PROMPT =
Below are records; how many of their lines contain "pull"? Answer with only the number.

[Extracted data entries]
====================

PR #792, opened 2021-09-01
Add @template return types for better autocomplete/static analysis

rdarcy1:
PhpStorm now supports Psalm-style [class string](https://psalm.dev/docs/annotating_code/type_syntax/scalar_types/#class-string-interface-string) and [template](https://psalm.dev/docs/annotating_code/templated_annotations/) annotations ([announcement](https://blog.jetbrains.com/phpstorm/2021/07/phpstorm-2021-2-release/)). This works by default without needing to install or run Psalm on the project separately.

By adding template annotations to `get`, `make` and `injectOn` methods, we can get autocomplete without any inline docblocks or extra metadata files. 

I think by keeping the existing type annotations and just unioning the new template types, it should work fine with IDEs that don't support this syntax (note I haven't tested on any other IDEs).

### DIFF
--- a/src/Container.php
+++ b/src/Container.php
@@ -117,11 +117,12 @@ class Container implements ContainerInterface, FactoryInterface, InvokerInterfac
     /**
      * Returns an entry of the container by its name.
      *
-     * @param string $name Entry name or a class name.
+     * @template T
+     * @param string|class-string<T> $name Entry name or a class name.
      *
      * @throws DependencyException Error while resolving the entry.
      * @throws NotFoundException No entry found for the given name.
-     * @return mixed
+     * @return mixed|T
      */
     public function get($name)
     {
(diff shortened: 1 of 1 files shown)


mnapoli:
Thank you! I have one question: does that PR still supports non-class-string parameters/returned values?

Because yes, 90% of services are usually "class name -> class instance" mapping. But we don't want to break anything for services and values that are not indexed by a class name.

Here's an example to illustrate:

```php
$container->set('foo', 'bar');

$abc = $container->get('foo');
```

Will static analysis report any issue?

rdarcy1:
That's a good point – in that case the return type union with `mixed` covers it and the IDE just doesn't provide any completion.

Quick demo here, no errors on string/array and autocomplete on the object:

Screenshot 2021-09-02 at 10 39 32

mnapoli:
Looks good, thank you for trying it out!

Let's give this a try. If there's ever an issue that we did not anticipate, it will not be the kind of issue that will break production suddenly, so I'm fine with releasing now and iterate if needed.

Thanks for the PR!

PR #793, opened 2021-09-14
Makes serializable closure work with PHP 8.1

nunomaduro:
This pull request makes PHP DI support PHP 8.1 regarding serializable closures. Waiting for a stable version of Laravel Serializable Closures.

Issue #727, opened 2020-08-05
ReflectionParameter::getClass is deprecated in PHP 8


timfennis:
I'm testing out PHP-DI on PHP 8 and noticed that it's throwing some deprecation warnings. If this issue is not wanted feel free to delete it.

```
Deprecated: Method ReflectionParameter::getClass() is deprecated in /var/www/vendor/php-di/php-di/src/Definition/Source/ReflectionBasedAutowiring.php on line 65
```

and

```
Deprecated: Method ReflectionParameter::getClass() is deprecated in /var/www/vendor/php-di/php-di/src/Invoker/FactoryParameterResolver.php on line 45
```

timfennis:
In ReflectionBaseduaowiring.php chaning getparamtersDefinition to something like

```
    private function getParametersDefinition(\ReflectionFunctionAbstract $constructor) : array
    {
        $parameters = [];

        foreach ($constructor->getParameters() as $index => $parameter) {
            // Skip optional parameters
            if ($parameter->isOptional()) {
                continue;
            }

            $type = $parameter->getType();
            $class = null !== $type && !$type->isBuiltin() ? $type->getName() : null;

            if ($class) {
                $parameters[$index] = new Reference($class);
            }
        }

        return $parameters;
    }
```

seems to work. (Solution based on pull-requests seen elsewhere).

For FactoryParamterResolver.php the following solution appears to work:

```
    public function getParameters(
        ReflectionFunctionAbstract $reflection,
        array $providedParameters,
        array $resolvedParameters
    ) : array {
        $parameters = $reflection->getParameters();

        // Skip parameters already resolved
        if (! empty($resolvedParameters)) {
            $parameters = array_diff_key($parameters, $resolvedParameters);
        }

        foreach ($parameters as $index => $parameter) {
            $type = $parameter->getType();
            $class = null !== $type && !$type->isBuiltin() ? $type->getName() : null;

            if (!$class) {
                continue;
            }

            if ($class === 'Psr\Container\ContainerInterface') {
                $resolvedParameters[$index] = $this->container;
            } elseif ($class === 'DI\Factory\RequestedEntry') {
                // By convention the second parameter is the definition
                $resolvedParameters[$index] = $providedParameters[1];
            } elseif ($this->container->has($class)) {
                $resolvedParameters[$index] = $this->container->get($parameterClass->name);
            }
        }

        return $resolvedParameters;
    }
```

[...]

PR #794, opened 2021-09-15
Support PHP 8.1 by moving from opis/closure to laravel/serializable-closure

mnapoli:
This is a continuation of #793 with fixed tests and complete removal of opis/closure.

### DIFF
--- a/composer.json
+++ b/composer.json
@@ -29,7 +29,6 @@
         "psr/container": "^1.0",
         "php-di/invoker": "^2.0",
         "php-di/phpdoc-reader": "^2.0.1",
-        "opis/closure": "^3.5.5",
         "laravel/serializable-closure": "^1.0"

====================

WRITTEN ANSWER =
2